**EXERCISE BRIEF**: Write out the whole listing without a single alteration.

**DATA SECTION**:
PR #332, opened 2025-11-03
Fix TRT Decoder CMake for unsupported platforms

bmhowe23:


libs/qec/lib/decoders/plugins/trt_decoder/CMakeLists.txt
```diff
@@ -56,89 +46,94 @@ find_library(TENSORRT_ONNX_LIBRARY nvonnxparser
...
-  set_target_properties(${MODULE_NAME} PROPERTIES
-    BUILD_RPATH "$ORIGIN:${TENSORRT_ROOT}/lib"
-    INSTALL_RPATH "$ORIGIN:$ORIGIN/../../lib:$ORIGIN/../../../tensorrt_libs"
-  )
+    # RPATH configuration 
+    # ==============================================================================
+
+    if (NOT SKBUILD)
+      set_target_properties(${MODULE_NAME} PROPERTIES
+        BUILD_RPATH "$ORIGIN:${TENSORRT_ROOT}/lib"
```
wsttiger: I think there should be a IF test here - if TENSORRT_ROOT is set (then presumably we're building against the TensorRT in TENSORRT_ROOT) then we can set - otherwise skip.

libs/qec/lib/decoders/plugins/trt_decoder/CMakeLists.txt
```diff
@@ -19,18 +19,7 @@ else()
     message(STATUS "Using TENSORRT_ROOT: ${TENSORRT_ROOT}")
```
wsttiger, line 17: Change line 16 to IF DEFINED and then only include line 19 in the message - The user is using TENSORRT_ROOT

bmhowe23: Updated in a21c05b. Let me know if that's what you had in mind.

libs/qec/lib/decoders/plugins/trt_decoder/CMakeLists.txt
bmhowe23: Updated in a21c05b. Let me know if that's what you had in mind.

wsttiger: LGTM

libs/qec/lib/decoders/plugins/trt_decoder/CMakeLists.txt
wsttiger: LGTM

bmhowe23: Care to formalize with an official approval for the PR then?

bmhowe23: Oops never mind. I missed that you approved the first time around.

**RESPONSE AREA**:
PR #332, opened 2025-11-03
Fix TRT Decoder CMake for unsupported platforms

bmhowe23:


libs/qec/lib/decoders/plugins/trt_decoder/CMakeLists.txt
```diff
@@ -56,89 +46,94 @@ find_library(TENSORRT_ONNX_LIBRARY nvonnxparser
...
-  set_target_properties(${MODULE_NAME} PROPERTIES
-    BUILD_RPATH "$ORIGIN:${TENSORRT_ROOT}/lib"
-    INSTALL_RPATH "$ORIGIN:$ORIGIN/../../lib:$ORIGIN/../../../tensorrt_libs"
-  )
+    # RPATH configuration 
+    # ==============================================================================
+
+    if (NOT SKBUILD)
+      set_target_properties(${MODULE_NAME} PROPERTIES
+        BUILD_RPATH "$ORIGIN:${TENSORRT_ROOT}/lib"
```
wsttiger: I think there should be a IF test here - if TENSORRT_ROOT is set (then presumably we're building against the TensorRT in TENSORRT_ROOT) then we can set - otherwise skip.

libs/qec/lib/decoders/plugins/trt_decoder/CMakeLists.txt
```diff
@@ -19,18 +19,7 @@ else()
     message(STATUS "Using TENSORRT_ROOT: ${TENSORRT_ROOT}")
```
wsttiger, line 17: Change line 16 to IF DEFINED and then only include line 19 in the message - The user is using TENSORRT_ROOT

bmhowe23: Updated in a21c05b. Let me know if that's what you had in mind.

libs/qec/lib/decoders/plugins/trt_decoder/CMakeLists.txt
bmhowe23: Updated in a21c05b. Let me know if that's what you had in mind.

wsttiger: LGTM

libs/qec/lib/decoders/plugins/trt_decoder/CMakeLists.txt
wsttiger: LGTM

bmhowe23: Care to formalize with an official approval for the PR then?

bmhowe23: Oops never mind. I missed that you approved the first time around.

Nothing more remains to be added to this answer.